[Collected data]
####################
PR #890, opened 2018-02-07
ENH: Added MRML node property macros

lassoan:
Added macros for reading, writing, copying, and printing MRML node properties.

It reduces amount of copy-pasted code and also allows higher quality implementation. For example, all special characters in strings are now properly encoded and error handling of reading enums or numbers is improved.

Updated vtkMRMLAbstractViewNode and vtkMRMLCameraNode to use these macros. In the future, more nodes should be updated in a similar way.

### DIFF
--- a/Libs/MRML/Core/vtkMRMLAbstractViewNode.cxx
+++ b/Libs/MRML/Core/vtkMRMLAbstractViewNode.cxx
@@ -36,25 +36,25 @@ static const char* DEFAULT_AXIS_LABELS[vtkMRMLAbstractViewNode::AxisLabelsCount]
 
 //----------------------------------------------------------------------------
 vtkMRMLAbstractViewNode::vtkMRMLAbstractViewNode()
+: LayoutLabel(NULL)
+, ViewGroup(0)
+, Active(0)
+, Visibility(1)
+, OrientationMarkerEnabled(false)
+, OrientationMarkerType(OrientationMarkerTypeNone)
+, OrientationMarkerSize(OrientationMarkerSizeMedium)
+, RulerEnabled(false)
+, RulerType(RulerTypeNone)
 {
-  this->LayoutLabel = NULL;
-  this->ViewGroup = 0;
-  this->Active = 0;
-  this->Visibility = 1;
-
-  double black[3] = {0.,0.,0.};
-  memcpy(this->BackgroundColor, black, 3 * sizeof(double));
-  memcpy(this->BackgroundColor2, black, 3 * sizeof(double));
+  this->BackgroundColor[0] = 0.0;
+  this->BackgroundColor[1] = 0.0;
+  this->BackgroundColor[2] = 0.0;
+  this->BackgroundColor2[0] = 0.0;
+  this->BackgroundColor2[1] = 0.0;
+  this->BackgroundColor2[2] = 0.0;
 
   this->SetLayoutLabel("1");
   this->SetHideFromEditors(0);
-
-  this->OrientationMarkerEnabled = false;
-  this->OrientationMarkerType = OrientationMarkerTypeNone;
-  this->OrientationMarkerSize = OrientationMarkerSizeMedium;
-
-  this->RulerEnabled = false;
-  this->RulerType = RulerTypeNone;
 
   this->AxisLabels = vtkSmartPointer<vtkStringArray>::New();
   for (int i=0; i<vtkMRMLAbstractViewNode::AxisLabelsCount; i++)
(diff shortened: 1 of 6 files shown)


Libs/MRML/Core/vtkMRMLNodePropertyMacros.h
```diff
@@ -0,0 +1,253 @@
...
+
+  See COPYRIGHT.txt
+  or http://www.slicer.org/copyright/copyright.txt for details.
+
+=========================================================================auto=*/
+
+#ifndef __vtkMRMLNodePropertyMacros_h
+#define __vtkMRMLNodePropertyMacros_h
+
+
```
jcfr: would be nice to have the macros documented in doxygen

jcfr: And mention that they have been designed to be used in method `vtkMRMLNode::Copy(), ... `

jcfr:
Thanks for working on this 👍 

Nitpick: Would be nice to have the macro documented in doxygen

Libs/MRML/Core/vtkMRMLAbstractViewNode.cxx
```diff
@@ -36,26 +36,26 @@ static const char* DEFAULT_AXIS_LABELS[vtkMRMLAbstractViewNode::AxisLabelsCount]
...
-
-  double black[3] = {0.,0.,0.};
-  memcpy(this->BackgroundColor, black, 3 * sizeof(double));
-  memcpy(this->BackgroundColor2, black, 3 * sizeof(double));
+  this->BackgroundColor[0] = 0.0;
+  this->BackgroundColor[1] = 0.0;
+  this->BackgroundColor[2] = 0.0;
+  this->BackgroundColor2[0] = 0.0;
+  this->BackgroundColor2[1] = 0.0;
+  this->BackgroundColor2[2] = 0.0;
```
ihnorton: These could also go in the initializer list as `BackgroundColor{}, BackgroundColor2{}`

lassoan: Good point. Earlier VS versions did not allow this, but this works now in VS2015:

<pre>
vtkMRMLAbstractViewNode::vtkMRMLAbstractViewNode()
  : LayoutLabel(NULL) 
  ...
  , Color{0.0, 0.0, 0.0}
{
...
</pre>

Do you know if this works on MacOSX and Linux compilers that Slicer-4.9 uses?

ihnorton:
Nice.

> In the future, more nodes should be updated in a similar way.

Now that we have C++11 enabled, at some point it might be worth considering [cereal](https://uscilab.github.io/cereal/index.html). The initial investment would be higher, but we would get JSON "for free" (in quotes because I'm sure that's ambitious and we would need to do some customization). Might be useful for the MRML-> nosql/json database project @pieper (and others?) were working on in the past.

Libs/MRML/Core/vtkMRMLAbstractViewNode.cxx
ihnorton: I checked clang on mac sdk 10.12 already -- works fine. I'm not sure if the linux compiler version is finalized yet, but this *should* be ok in any C++11 compliant compiler.

lassoan: OK, I'll update the initialization then.

lassoan:
Cereal looks OK but I'm not sure if it fits well our requirements. Anyway, if we serialize all data by macros then it could be possible to change the underlying serialization library with no or minimal modifications of MRML nodes.

Libs/MRML/Core/vtkMRMLAbstractViewNode.cxx
jcfr: Waiting Linux is also migrated. Could you hold on c++11 only feature ?

Libs/MRML/Core/vtkMRMLNodePropertyMacros.h
finetjul: I agree with @jcfr, I don't see what macros here do better than functions. 

```
ostream& vtkMRMLWriteXMLBoolean(ostream & xmlWriteOutputStream , const char* attributeName, bool propertyName)
{
  xmlWriteOutputStream << " "<< attributeName <<  "=\"" << propertyName ? "true" : "false" << "\"";
}
...

vtkMRML***Node::WriteXML(ostream& of, int nIndent)
{
...
   vtkMRMLWriteXMLBoolean(of, "layoutLabel", this->GetLayoutLabel());
...
}
```

Templated functions could also be used up to some extend.

lassoan: There are several reasons why macros more appropriate choice for this:

1. Simpler and more consistent syntax. Have a look at the current syntax and try to reproduce it without using macros.

2. Greater flexibility. We can create block with local variables, use the same argument as string and a method name, etc. allowing better performance, robustness, and keeping implementation simpler.

3. Future-proofing. Without changing existing MRML nodes, we can switch to use custom templated functions, serialization library, or (in a few years) standard C++ reflection.

jcfr: Hi @lassoan , 

Sounds good to me, I  just wanted to make sure we discuss it.

Could you add the three points written above in the commit message ?

jcfr:
Great. 👍  

After integrating few other fixes for tests, I will manually trigger the build and this change will be built and tested on all platform

ihnorton:
One side-effect here is that any change to `vtkMRMLNodePropertyMacros.h` affects vtkMRMLNode and causes recompilation of most of Slicer (twice today for me). I guess it will stabilize over time 😄

lassoan:
Yes, it's essentially in the vtkMRMLNode header, so if there is a change then a lot of things are re-built. We could move internal implementation into functions but probably would not worth the effort, as changes should be quite rare.

PR #891, opened 2018-02-07
BUG: Fix crash on exit when chart view has been opened

vovythevov:
The QWebEngineView would crash on exit. This seems related to https://bugreports.qt.io/browse/QTBUG-50160?focusedCommentId=305211&page=com.atlassian.jira.plugin.system.issuetabpanels%3Acomment-tabpanel#comment-305211
The work-around is to delete manually the QWebEngineView (in this case
the qMRMLChartView) before the application has exited.

See issue #4479 - https://issues.slicer.org/view.php?id=4479

### DIFF
--- a/Libs/MRML/Widgets/qMRMLChartWidget.cxx
+++ b/Libs/MRML/Widgets/qMRMLChartWidget.cxx
@@ -16,6 +16,7 @@
 ==============================================================================*/
 
 // Qt includes
+#include <QCoreApplication>
 #include <QDebug>
 #include <QFileInfo>
 #include <QGridLayout>
@@ -89,6 +90,14 @@ void qMRMLChartWidgetPrivate::init()
                    this->ChartView, SLOT(setMRMLScene(vtkMRMLScene*)));
   QObject::connect(q, SIGNAL(mrmlSceneChanged(vtkMRMLScene*)),
                    this->ChartController, SLOT(setMRMLScene(vtkMRMLScene*)));
+
+#ifndef MRML_WIDGETS_HAVE_WEBKIT_SUPPORT
+  // The QWebEngineView crashes when the application quits.
+  // Work-around for now seems to be to delete the view before the application
+  // quits.
+  QObject::connect(QCoreApplication::instance(), SIGNAL(aboutToQuit()),
+                   q, SLOT(onAppAboutToQuit()));
+#endif
 }
 
 // --------------------------------------------------------------------------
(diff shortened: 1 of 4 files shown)


Libs/MRML/Widgets/qMRMLChartWidget.cxx
```diff
@@ -161,3 +172,14 @@ vtkMRMLColorLogic* qMRMLChartWidget::colorLogic()const
   Q_D(const qMRMLChartWidget);
   return d->ChartView->colorLogic();
 }
+
+#ifndef MRML_WIDGETS_HAVE_WEBKIT_SUPPORT
+//---------------------------------------------------------------------------
+void qMRMLChartWidget::onAppAboutToQuit()
```
jcfr: Would be best to move this slot into the pimpl

Libs/MRML/Widgets/qMRMLChartWidget.cxx
```diff
@@ -161,3 +172,14 @@ vtkMRMLColorLogic* qMRMLChartWidget::colorLogic()const
...
+{
+  Q_D(qMRMLChartWidget);
```
jcfr: May be sensible to also add:

```
d->ChartView->setVisible(false);
d->ChartView->setParent(0);
```

jcfr:
Well done. Nice investigative work.

Could you update the chart view to use qSlicerWebWidget as a base class, and move the workaround into `qSlicerWebWidget` ?

Libs/MRML/Widgets/qMRMLChartWidget.cxx
vovythevov: Does it matter ? The whole application is shutting down, so that shouldn't change anything ?

Libs/MRML/Widgets/qMRMLChartWidget.cxx
vovythevov: You cannot have a slot in a pimpl when the class declaration is in the cpp. I would have to move the class declaration in a private header so Qt can run moc on it.
I thought against since it would involve moving a lot of code, but it might be worth it ? What do you think ?

vovythevov:
Make sense. Will do.

vovythevov:
Arf, qSlicerBaseQTGUI depends on qMRMLWidgets, so we cannot inherit from qSlicerWebWidget.
I'll add the hack to qSlicerWebWidget however to make sure doesn't crash the application

vovythevov:
@jcfr: I updated the commit to reflects your comments if you want to take a look.

jcfr:
Thanks @vovythevov 

After tweaking few things, the fix have been integrated in [r26902](http://viewvc.slicer.org/viewvc.cgi/Slicer4?view=revision&revision=26902)

PR #893, opened 2018-02-20
Fix comment for deprecated method

fepegar:


jcfr:
Thanks for the patch.

Integrated in [r26935](http://viewvc.slicer.org/viewvc.cgi/Slicer4?view=revision&revision=26935)

PR #896, opened 2018-02-21
BUG: Propagation of the ${additional_project}_SOURCE_DIR variable to the Slicer inner build

laurapascal:
The propagation of this variable is needed during the compilation of a Slicer Project Template in order to create the slicer's version: https://github.com/Slicer/Slicer/blob/94a26e017a3aba4a97c17182ffb913d872f897bc/CMake/SlicerVersion.cmake#L29


jcfr:
Thanks for the patch. Equivalent fix has been integrated in [r26954](http://viewvc.slicer.org/viewvc.cgi/Slicer4?view=revision&revision=26954)

PR #898, opened 2018-02-23
Plenty chinese i18n ts files and code modification

u8621011:
Below is what this PR includes
1. traditional/simplified Chinese translation files
2. i18n related cmake script for loadable module
3. i18n related code fixes.


pieper:
I haven't reviewed in detail, but in principle this looks great!

I'd be mostly concerned about unintended side effects, so maybe we could find a way to generate to packages from this branch that people can test thoroughly.

jcfr:
I rebased and re-organize the changes.

I will add comment directly on each commit

jcfr:
A lot of the changes have been reviewed, fixed and integrated. Including support for Qt5.

Remaining changes to review are the one in this PR

Base/QTGUI/qSlicerDataDialog.cxx
```diff
@@ -94,6 +94,11 @@ qSlicerDataDialogPrivate::qSlicerDataDialogPrivate(QWidget* _parent)
   QPushButton* resetButton = this->ButtonBox->button(QDialogButtonBox::Reset);
   connect(resetButton, SIGNAL(clicked()), this, SLOT(reset()));
 
+  // do the internationalization setup for ButtonBox buttons
+  this->ButtonBox->button(QDialogButtonBox::Ok)->setText(tr("OK"));
+  this->ButtonBox->button(QDialogButtonBox::Cancel)->setText(tr("Cancel"));
+  this->ButtonBox->button(QDialogButtonBox::Reset)->setText(tr("Reset"));
```
jcfr: @u8621011 This will work for the two occurrences  found  of dialog but I think we should look for a more general approaches.

* Is there `.ts` files already available for Qt base classes ? 

* also wonder if using `QT_TRANSLATE_NOOP` as hinted [here](https://forum.qt.io/topic/47564/translate-qdialogbuttonbox/2) and [here](http://www.qtcentre.org/threads/16714-QDialogButtonBox-translation-of-standard-button-text-(-quot-OK-quot-quot-Cancel-quot-etc-)) could be more general

Base/QTCLI/qSlicerCLIModuleUIHelper.cxx
```diff
@@ -667,6 +668,9 @@ QWidget* qSlicerCLIModuleUIHelperPrivate::createImageTagWidget(const ModuleParam
   QString imageLabel = QString::fromStdString(moduleParameter.GetLabel());
   QString imageName = QString::fromStdString(moduleParameter.GetName());
 
+  imageLabel = QCoreApplication::translate(
+          this->CLIModuleWidget->moduleName().toLatin1(), imageLabel.toLatin1());
```
jcfr: @u8621011  It would be nice to add translation for all the other tags.

jcfr:
Few more issues:
* failed to initialize the dataprobe module: `No Data Probe frame - cannot create DataProbe`
* And few file that failed to be loaded in the translator:

```
The File  "qSlicerBaseQTCore_zh_cn.qm"  hasn't been loaded in the translator
The File  "qSlicerBaseQTApp_zh_cn.qm"  hasn't been loaded in the translator
The File  "SubjectHierarchy_zh_cn.qm"  hasn't been loaded in the translator
The File  "VolumeRendering_zh_tw.qm"  hasn't been loaded in the translator
```

Few more things we need to address:
* CLI module translation:
  * I envision that we would distribute a file named like `<modulename>_zh_cn.qm.ts`. We should then update https://github.com/Slicer/SlicerExecutionModel to ensure the logic generating and installing the translation files is used by the macro [SEMMacroBuildCLI](https://github.com/Slicer/SlicerExecutionModel/blob/master/CMake/SEMMacroBuildCLI.cmake)
* distribution of `*.qm` files within Slicer extension


Otherwise, I was able to start Slicer built with Qt5:

slicer-i18n

Base/QTCLI/qSlicerCLIModuleUIHelper.cxx
u8621011: OK, I will add translation for all the other tags later.

lassoan: It would be also better not to use the CLI module name as translation context but indicate that it is a CLI module translation, by using a prefix, such as "CLI.". Something like this:

    CLINodeTranslationContextPrefix = "CLI."
    ...
    imageLabel = QCoreApplication::translate((CLINodeTranslationContextPrefix+this->CLIModuleWidget->moduleName()).toLatin1(), imageLabel.toLatin1());

u8621011: @lassoan why better not to use the CLI module name as translation context?

lassoan: Just the module name is not specific enough. We need to know that a particular context belongs to a CLI module.

u8621011: But loadable modules either don't have prefix to identifiy?

jcfr: Loadable module are associated with the full classname, which ensure the context is unique enough. 

What Andras suggested is way to achieve a similar things but for CLIs.

u8621011: I got it,  I have added for other tags with older naming pattern and will change to what Andras suggested before commit it.

jcfr: Thanks @u8621011 

Could you share an example of translation file for a CLI ? (at list only few field)

Does it have to be created by hand ?  

If yes, it could probably be generated automatically based on on the XML file. (using a python script)

u8621011: I do the translation by hand.

When I translating the CLI module, i found qt can direct parse xml for us please refer the link below

https://stackoverflow.com/questions/28166081/can-i-use-tr-and-lupdate-on-xml-files

But I don't know how to script cmake to do that job automatically so I do it handily.

any idea?

u8621011: @jcfr the CLI Module we translate likes steps below.

1. modify our version xml file, partial BRAINSFit.xml for example
```
  <parameters advanced="false">
    <label>Output Settings (At least one output must be specified)</label>
    <transform fileExtensions=".h5,.hdf5,.mat,.txt" type="linear" reference="movingVolume">
      <name>linearTransform</name>
      <longflag>linearTransform</longflag>
      <label>QT_TRANSLATE_NOOP("BRAINSFit","Slicer Linear Transform")</label>
      <description>(optional) Output estimated transform - in case the computed transform is not BSpline. NOTE: You must set at least one output object (transform and/or output volume).</description>
      <channel>output</channel>
    </transform>
    <transform fileExtensions=".h5,.hdf5,.mat,.txt" type="bspline" reference="movingVolume">
      <name>bsplineTransform</name>
      <longflag>bsplineTransform</longflag>
      <label>QT_TRANSLATE_NOOP("BRAINSFit","Slicer BSpline Transform")</label>
      <description>(optional) Output estimated transform - in case the computed transform is BSpline. NOTE: You must set at least one output object (transform and/or output volume).</description>
      <channel>output</channel>
    </transform>
    <image>
      <name>outputVolume</name>
      <longflag>outputVolume</longflag>
      <label>QT_TRANSLATE_NOOP("BRAINSFit","Output Image Volume")</label>
      <description>(optional) Output image: the moving image warped to the fixed image space. NOTE: You must set at least one output object (transform and/or output volume).</description>
      <channel>output</channel>
    </image>
  </parameters>
```

2. run qt lupdate over our xml
```
C:\D\Support\qt-4.8.7-64-vs2013-deb\bin\lupdate BRAINSFit.xml -ts  BRAINSFit_zh_tw.ts
```

3. translated the generated ts file.
4. copy lupdate generated ts context to some cmake generated ts file by hand.

the step 2 & 4 should possibly be done in cmake but we don't know how to script it.
Any ideas?

jcfr: Thanks, now you provided the step it will be easy to automate the generation.

For step 2, we could ensure that an intermediate file named `BRAINSFit.xml.tr` is generated based on the original xml file. This file could then be given as input to `lupdate`.

Here are two possible approaches:
* (1) all strings in the same context (e.g `BRAINSFit`)
* (2) label/description associated with their corresponding parameter group context (e.g `BRAINSFit.Input Images ...`

```
import os
import xml.etree.ElementTree as ET

def tr(context, value):
    return 'QT_TRANSLATE_NOOP("%s", "%s")' % (context, value)

def generate_lupdate_input_v1(xmlFile, candidates=["label"]):
    """Process CLI XML description file and generate an new XML file
    including `QT_TRANSLATE_NOOP()` for each `candidates` xml tags.
    """
    moduleName = os.path.splitext(xmlFile)[0]

    tree = ET.parse(xmlFile)
    root = tree.getroot()

    for candidate in candidates:
        for label in root.iter(candidate):
            label.text = tr(moduleName, label.text)

    tree.write(xmlFile + ".v1.tr")
    
def generate_lupdate_input_v2(xmlFile, candidates=["label"]):
    """Process CLI XML description file and generate an new XML file
    including `QT_TRANSLATE_NOOP()` for each `candidates` xml tags.
    """
    moduleName = os.path.splitext(xmlFile)[0]

    tree = ET.parse(xmlFile)
    root = tree.getroot()
    
    for parameters in root.findall("./parameters"):
        context = moduleName + "." + parameters.find("label").text
        labels = parameters.findall(".//label")
        for label in labels:
            label.text = tr(context, label.text)

    tree.write(xmlFile + ".v2.tr")

generate_lupdate_input_v1("BRAINSFit.xml")
generate_lupdate_input_v2("BRAINSFit.xml")
```

... and corresponding screenshot for the `linguist` application:

### Without parameter group context

linguist_v1

### With parameter group context

linguist_v2

jcfr: I think  approach  (2) with context will make translation work easier. What do you think ? 

After we agree on an approach, it will be easy to integrate it with the CLI build system.

u8621011: I feel if the CLI cmake script can parse and compile ts into qm for every cli module directory, approach should be ok.(eg, each CLI module has its own ts/qm file)

Approach 2 looks too long the name but if we have to put every cli module sentences into same/single ts file, approach 2 is necessary.

lassoan: Need to be careful with enumerated strings. While the values should be translated in the GUI, the original text should be sent on the command-line.

For example:

https://github.com/Slicer/Slicer/blob/aa07f6b274778f4cbab626b35228bea8768d38ce/Modules/CLI/ThresholdScalarVolume/ThresholdScalarVolume.xml#L31-L40

User will see "outside", "below", "above" translated on GUI, but when the selection is made, the CLI module must receive the original "outside", "below", "above" values.

This goes the other direction, too. Returning strings is rare, but eventually, any strings returned by the CLI should be possible to translate.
####################
#### Your task:
Identify the lines above that contain the word "vtkMRMLScene", then copy them.

#### Solution for this exercise:
                    this->ChartView, SLOT(setMRMLScene(vtkMRMLScene*)));
   QObject::connect(q, SIGNAL(mrmlSceneChanged(vtkMRMLScene*)),
                    this->ChartController, SLOT(setMRMLScene(vtkMRMLScene*)));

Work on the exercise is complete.